THE DATA: Begin

PR #1553, opened 2019-01-25
Finish refactor of service-access command

williammartin:
This PR finishes the work started last year on to refactor the `service-access` command. 

It's a fairly hefty set of changes, and the logic is quite tricky. We've tried our best to simplify difficult cases but ultimately, the combinatorial nature of the `-o, -b, -e` flags _is_ difficult. There are a few changes that I wouldn't necessarily count as "refactoring", but are needed to fix frankly confusing (and difficult to replicate) behaviours in the legacy command.

For example, given a set of services registered as follows:

```
→ cf service-access
Getting service access as admin...
broker: overview-broker
   service                         plan      access    orgs
   overview-service                simple    limited   acceptance
   overview-service                complex   limited   acceptance
   overview-service-volume-mount   simple    none
   overview-service-volume-mount   complex   none

broker: app-overview
   service            plan      access    orgs
   overview-service   simple    all
   overview-service   complex   limited   system
```

There are behavioural differences:

OLD:

```
→ cf service-access -b overview-broker -e overview-service -o system
Getting service access for broker overview-broker and service overview-service and organization system as admin...
broker: overview-broker
   service            plan   access   orgs
   overview-service
```

NEW:

```
→ cf service-access -b overview-broker -e overview-service -o system
Getting service access for broker overview-broker and service overview-service and organization system as admin...
```

DIFF:

The old CLI shows a broker, and a service even though there are no services or plans accessible for that broker from the `system` org.

---

Similarly, there are assumptions in the legacy command that services are uniquely named, which isn't true as of the `multi-service-registration` track. 

---

Finally, there is some difference in the output depending on whether the filter flags result in any matches:

OLD:

```
→ cf service-access -b app-overview -e overview-service-volume-mount -o acceptance
Getting service access for broker app-overview and service overview-service-volume-mount and organization acceptance as admin...
broker: app-overview
   service   plan   access   orgs
```

NEW:

```
→ cf service-access -b app-overview -e overview-service-volume-mount -o acceptance
Getting service access for broker app-overview and service overview-service-volume-mount and organization acceptance as admin...
```

DIFF:

The old CLI provides a listing for the requested broker but shows that no services were found with the provided name that were accessible from the provided org. I think this is kind of confusing behaviour, but I could understand why it might be desirable depending on the intent of the command.

I think the Old CLI behaviour makes sense if the intent is "Show me the services available with this name, under this org for this broker", and the CLI shows a broker with nothing available.

I think the New CLI behaviour makes sense if the intent is "Filter me the brokers that satisfy all these given requirements".

---

Ultimately, this command is pretty complex, with a bunch of edges so I'm sure you'll find plenty in here that makes a review valuable. We may have to make some UX changes on this PR if you disagree with the above ^, which is totally fine. If you think it makes sense to pair on a review, let me know and I'm sure I can figure out some time to make that happen.

Thanks!


williammartin:
It should be noted that I accidentally created this PR before the story was accepted, but I suspect few large changes, should you start reviewing it. I'll update the PR when acceptance is done on our side though.

tjvman:
@abbyachau Would like to get your thoughts on the UX stuff described in Will's initial comment.

actor/v2action/service.go
```diff
@@ -69,15 +70,32 @@ func (actor Actor) getServiceByNameForSpace(serviceName, spaceGUID string) (Serv
...
 }
 
+// ServicesWithPlans provides a mapping of Services to ServicesPlans
 type ServicesWithPlans map[Service][]ServicePlan
 
-func (actor Actor) GetServicesWithPlansForBroker(brokerGUID string) (ServicesWithPlans, Warnings, error) {
+// GetServicesWithPlansForBroker returns a map of Services to ServicePlans for a particular broker.
+// A particular service with associated plans from a broker can be fetched by additionally providing
+// a service name.
+func (actor Actor) GetServicesWithPlansForBroker(brokerGUID, serviceName string) (ServicesWithPlans, Warnings, error) {
```
tjvman: Given that this method now fetches plans for a given broker and (optionally) service, its current name doesn't seem accurate.

I'm also wondering if it's doing too many things at this point.

command/v6/service_access_command_test.go
```diff
@@ -138,9 +140,98 @@ var _ = Describe("service-access Command", func() {
 					nil)
 			})
 
-			It("displays flavor text", func() {
-				Expect(testUI.Out).To(Say("Getting service access as some-user..."))
-				Expect(fakeConfig.CurrentUserCallCount()).To(Equal(1))
+			Describe("flavour text", func() {
```
tjvman: I'd suggest [`DescribeTable`](https://godoc.org/github.com/onsi/ginkgo/extensions/table#DescribeTable) as an option for making these tests a bit cleaner.

command/v6/service_access_command_test.go
```diff
@@ -173,30 +264,52 @@ var _ = Describe("service-access Command", func() {
...
 
-				BeforeEach(func() {
-					brokers = generateBrokers(2)
-					fakeActor.GetServiceBrokerSummariesReturns(generateBrokers(2), v2action.Warnings{"warning"}, nil)
+					BeforeEach(func() {
+						brokers = generateBrokers(2)
+						fakeActor.GetServiceBrokerSummariesReturns(generateBrokers(2), v2action.Warnings{"warning"}, nil)
+					})
+
+					It("displays each service broker, service, plan and access with org", func() {
```
tjvman: Please add an assertion for the warning that's getting returned from the actor.

command/v6/service_access_command_test.go
```diff
@@ -173,30 +264,52 @@ var _ = Describe("service-access Command", func() {
...
-				var brokers []v2action.ServiceBrokerSummary
+			Describe("tabular output", func() {
+				When("there are multiple brokers", func() {
+					var brokers []v2action.ServiceBrokerSummary
 
-				BeforeEach(func() {
-					brokers = generateBrokers(2)
-					fakeActor.GetServiceBrokerSummariesReturns(generateBrokers(2), v2action.Warnings{"warning"}, nil)
+					BeforeEach(func() {
+						brokers = generateBrokers(2)
```
tjvman: Why is generateBrokers called on this line and then again on the line below? Isn't the output going to be identical?

command/v6/service_access_command_test.go
```diff
@@ -173,30 +264,52 @@ var _ = Describe("service-access Command", func() {
...
+				When("the summaries returned are unordered", func() {
+					BeforeEach(func() {
+						unorderedBrokers := []v2action.ServiceBrokerSummary{createBroker(2), createBroker(1)}
+						fakeActor.GetServiceBrokerSummariesReturns(unorderedBrokers, v2action.Warnings{"warning"}, nil)
+					})
+
+					It("sorts brokers and services before displaying", func() {
+						Expect(executeErr).ToNot(HaveOccurred())
+
+						// Unfortuantely we cannot use the brokers struct here as the command does an in place sort
```
tjvman: I'm unclear as to how the ordering in this case would end up being different than in the test above. Can you clarify?

command/v6/service_access_command_test.go
```diff
@@ -173,30 +264,52 @@ var _ = Describe("service-access Command", func() {
...
-					Expect(testUI.Out).To(Say(`broker:\s+%s`, brokers[1].Name))
-					Expect(testUI.Out).To(Say(tableHeaders))
-					Expect(testUI.Out).To(Say(rowMatcher(brokers, 1, 1, 1, "all")))
-					Expect(testUI.Out).To(Say(rowMatcher(brokers, 1, 1, 0, "none")))
-					Expect(testUI.Out).To(Say(rowMatcher(brokers, 1, 0, 1, "all")))
-					Expect(testUI.Out).To(Say(rowMatcher(brokers, 1, 0, 0, "limited")))
+				When("the summaries returned are unordered", func() {
+					BeforeEach(func() {
+						unorderedBrokers := []v2action.ServiceBrokerSummary{createBroker(2), createBroker(1)}
+						fakeActor.GetServiceBrokerSummariesReturns(unorderedBrokers, v2action.Warnings{"warning"}, nil)
```
tjvman: Please assert on these warnings.

integration/shared/isolated/service_access_command_test.go
```diff
@@ -0,0 +1,250 @@
...
+
+import (
+	"code.cloudfoundry.org/cli/integration/helpers"
+	. "github.com/onsi/ginkgo"
+	. "github.com/onsi/gomega"
+	. "github.com/onsi/gomega/gbytes"
+	. "github.com/onsi/gomega/gexec"
+)
+
+var _ = FDescribe("service-access command", func() {
```
tjvman: Looks like a focus slipped through.

actor/v2action/organization.go
```diff
@@ -124,3 +124,22 @@ func (actor Actor) GetOrganizations() ([]Organization, Warnings, error) {
 	}
 	return returnedOrgs, Warnings(warnings), err
 }
+
+// OrganizationExistsWithName returns true if there is an Organization with the
+// provided name, otherwise false.
+func (actor Actor) OrganizationExistsWithName(orgName string) (bool, Warnings, error) {
```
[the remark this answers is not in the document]
williammartin: This is an artifact of refactoring. It used to be that the `GetOrganizationByName()` method was called directly from `GetServiceBrokerSummaries()` which didn't convey any intent at all, then we introduced this `OrganizationExistsWithName()` method, and later pulled it into a private method to reduce the visual noise.

Now I think it's fair to say that `ensureOrgExists` captures the intent. Would be happy to remove the new method.

actor/v2action/composite/service_broker_summary.go
```diff
@@ -128,15 +191,45 @@ func (c *ServiceBrokerSummaryCompositeActor) fetchServiceSummary(service v2actio
 			}
 		}
 
-		servicePlanSummaries = append(servicePlanSummaries,
-			v2action.ServicePlanSummary{
-				ServicePlan: v2action.ServicePlan(plan),
-				VisibleTo:   visibleTo,
-			})
+		if organizationName == "" || (plan.Public || isVisibleTo(organizationName, visibleTo)) {
```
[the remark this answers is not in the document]
williammartin: Agree, we've fixed this though I don't _love_ the new implementation either as it makes the reader of the `fetch` method think "wait but there was no organization passed, why do I have to check any visibility", and then go into the `isPlanVisibleToOrg` method to understand that it wasn't important at all.

actor/v2action/composite/service_broker_summary_test.go
```diff
@@ -409,5 +410,200 @@ var _ = Describe("Service Broker Summary Actions", func() {
...
+								{GUID: "service-plan-guid-1", Name: "service-plan-1", Public: false},
+							},
+						}, nil, nil)
+
+						fakeVisibilityActor.GetServicePlanVisibilitiesReturns([]v2action.ServicePlanVisibility{
+							{OrganizationGUID: "my-org-guid"},
+						},
+							nil, nil)
+
+						fakeOrgActor.GetOrganizationReturnsOnCall(0,
```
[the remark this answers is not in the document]
williammartin: Done.

actor/v2action/service.go
williammartin: So with regards a new pattern, what we were thinking was something like the following:

```
...
type FilterOpt func() ccv2.Filter

func FilterByServiceName(serviceName string) FilterOpt {
	return func() ccv2.Filter {
		return ccv2.Filter{
			Type:     constant.LabelFilter,
			Operator: constant.EqualOperator,
			Values:   []string{serviceName},
		}
	}
}

func FilterByBrokerGUID(brokerGUID string) FilterOpt {
	return func() ccv2.Filter {
		return ccv2.Filter{
			Type:     constant.ServiceBrokerGUIDFilter,
			Operator: constant.EqualOperator,
			Values:   []string{brokerGUID},
		}
	}
}

func (actor Actor) GetServicesWithPlans(opts ...FilterOpt) (ServicesWithPlans, Warnings, error) {
	filters := []ccv2.Filter{}
	for _, o := range opts {
		filters = append(filters, o())
	}
...
```

This would allow callers to do any of the following:

```
GetServicesWithPlans() // would get all services with all plans for all brokers
GetServicesWithPlans(FilterByBrokerGUID(brokerGUID)) // would get all services with all plans for one broker
GetServicesWithPlans(FilterByBrokerGUID(brokerGUID), FilterByServiceName(serviceName)) // would get all plans for one service for one broker
```
and also just filtering by serviceName but no one needs that.

For a while I (Will) have been thinking that this pattern might be nice to see in favour of all the `GetFooWithBar` functions. Interested in your thoughts.

williammartin: We could additionally have some type definitions or conversion piece to avoid the leakage of `ccv2` to callers of the `actor` layer. Alternatively we could just introduce something like the ccv2 filtering at the actor layer, but I think this proposed pattern might be better for decoupling the intent from the practicalities.

integration/shared/isolated/service_access_command_test.go
ablease: Whoops, our bad.

command/v6/service_access_command_test.go
ablease: Good catch. Thanks.

command/v6/service_access_command_test.go
ablease: Will do, Thanks.

command/v6/service_access_command_test.go
ablease: Yeah thats a good point, we will reduce these Describe down to a DescribeTable and see how it looks.

command/v6/service_access_command_test.go
williammartin: The ordering would be different because we were passing in the brokers rather than generating a duplicate of the slice, and then it gets sorted in place. However, we realised that the only extra thing this was testing was the sorting of the brokers, because the `generateBroker` function was already producing an out of order structure, so we just deleted this test and in the one above also checked that sorting of brokers works.

command/v6/service_access_command_test.go
williammartin: Done.

actor/v2action/service.go
```diff
@@ -105,3 +123,22 @@ func (actor Actor) GetServicesWithPlansForBroker(brokerGUID string) (ServicesWit
 
 	return servicesWithPlans, allWarnings, nil
 }
+
+// ServiceExistsWithName returns true if there is an Organization with the
+// provided name, otherwise false.
+func (actor Actor) ServiceExistsWithName(serviceName string) (bool, Warnings, error) {
```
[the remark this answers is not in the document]
williammartin: Mostly for clarity of intent really, as discussed for `OrganizationExistsWithName`. Can change if you prefer.

williammartin:
Re: "We spent most of our reviewing time trying to wrap our heads around GetServiceBrokerSummaries. The logic itself seems sound but it definitely took some doing to understand it. We found the comment's use of "parent" and "children" more confusing than helpful - those terms didn't appear anywhere else, so we had to figure out what they meant."

Having taken the time to understand it (thanks!), is there some better phrasing we could put here? I wasn't sure how to phrase the relationship between the concepts. Maybe we could start with an explanation that we're referring to the Broker, Service, Plan structure as a tree, and that would immediately clarify?

actor/v2action/service.go
a-shan: We really like this style!

Our only concern is whether we can lean on the compiler / types to tell a dev which filters can be paired with which functions. For example, `GetServicesWithPlans(FilterBySpaceGUID(spaceGUID))` would be a run-time problem rather than a compile-time problem.

williammartin: Hey folks, we decided to back away from this pattern (although I love it), because really, when the `FilterOpt` functions are just returning filters, we might as well pass filters directly instead. This pattern is really useful when you want to modify certain behaviours i.e. in this OSBAPI client I wrote: https://github.com/williammartin/osbapi/blob/master/client.go#L10-L21

We could consider providing the functions with the array of filters and letting it be internally modified.

integration/shared/isolated/disable_service_access_command_test.go
```diff
@@ -156,12 +156,12 @@ var _ = Describe("disable service access command", func() {
 						session = helpers.CF("service-access", "-e", service)
 						Eventually(session).Should(Exit(0))
 						Eventually(session).Should(Say("broker:\\s+%s", broker.Name))
-						Eventually(session).Should(Say("%s\\s+%s\\s+none",
+						Eventually(session).Should(Say("%s\\s+.*\\s+all",
```
jenspinney: Two spaces will match the regex `\\s+.*\\s+`. It seems a little too loose. We're wondering why the expectation needed to be loosened in the first place. If it does need to be loosened, we should probably change the `.*` to a `.+`.

Ema93sh:
> Maybe we could start with an explanation that we're referring to the Broker, Service, Plan structure as a tree

We agree that that would help

abbyachau:
hey @williammartin sorry I'm just seeing this. Had a chat with @jenspinney and we agree that we should move forward with the "new" behavior, i.e `"Filter me the brokers that satisfy all these given requirements"`. I've added this to rule to our new [product style guide](https://github.com/cloudfoundry/cli/wiki/CLI-Product-Specific-Style-Guide#providing-filters-to-a-list-command) to capture this decision.

williammartin:
No problem @abbyachau, Thanks for the style guide update. We have a story in our backlog (https://www.pivotaltracker.com/story/show/163453704) to provide a useful message in this case. It seems informative to the user that their set of filters didn't match any results.

actor/v2action/composite/service_broker_summary.go
```diff
@@ -36,13 +40,44 @@ type ServiceBrokerSummaryCompositeActor struct {
...
+	if organizationName != "" {
+		orgExistsWarnings, orgExistsErr := c.ensureOrgExists(organizationName)
+		warnings = append(warnings, orgExistsWarnings...)
+		if orgExistsErr != nil {
+			return nil, warnings, orgExistsErr
+		}
+	}
+
+	if serviceName != "" {
+		serviceExistsWarnings, serviceExistsErr := c.ensureServiceExists(serviceName)
```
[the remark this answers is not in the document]
AartiKriplani: It wasn't. but on more thought about the scenario, it would be when both broker and service filters are provided, broker exists and the service exists but not for the broker provided. With the current implementation, it would print an empty list. Taking this one step further, similar scenarios also exist for org+broker, org+service and org+broker+service filter combinations. And handling all of them is going to complicate this already complex implementation. 
@abbyachau @laurzca Wondering if an empty list is acceptable in these scenarios or do we want to explicitly fail?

THE DATA: End

Please reproduce the lines from the line with "Similarly, there are" to the line with "I think the New", both ends included, exactly as they appear above.

ANSWER TO THIS EXERCISE:
Similarly, there are assumptions in the legacy command that services are uniquely named, which isn't true as of the `multi-service-registration` track. 

---

Finally, there is some difference in the output depending on whether the filter flags result in any matches:

OLD:

```
→ cf service-access -b app-overview -e overview-service-volume-mount -o acceptance
Getting service access for broker app-overview and service overview-service-volume-mount and organization acceptance as admin...
broker: app-overview
   service   plan   access   orgs
```

NEW:

```
→ cf service-access -b app-overview -e overview-service-volume-mount -o acceptance
Getting service access for broker app-overview and service overview-service-volume-mount and organization acceptance as admin...
```

DIFF:

The old CLI provides a listing for the requested broker but shows that no services were found with the provided name that were accessible from the provided org. I think this is kind of confusing behaviour, but I could understand why it might be desirable depending on the intent of the command.

I think the Old CLI behaviour makes sense if the intent is "Show me the services available with this name, under this org for this broker", and the CLI shows a broker with nothing available.

I think the New CLI behaviour makes sense if the intent is "Filter me the brokers that satisfy all these given requirements".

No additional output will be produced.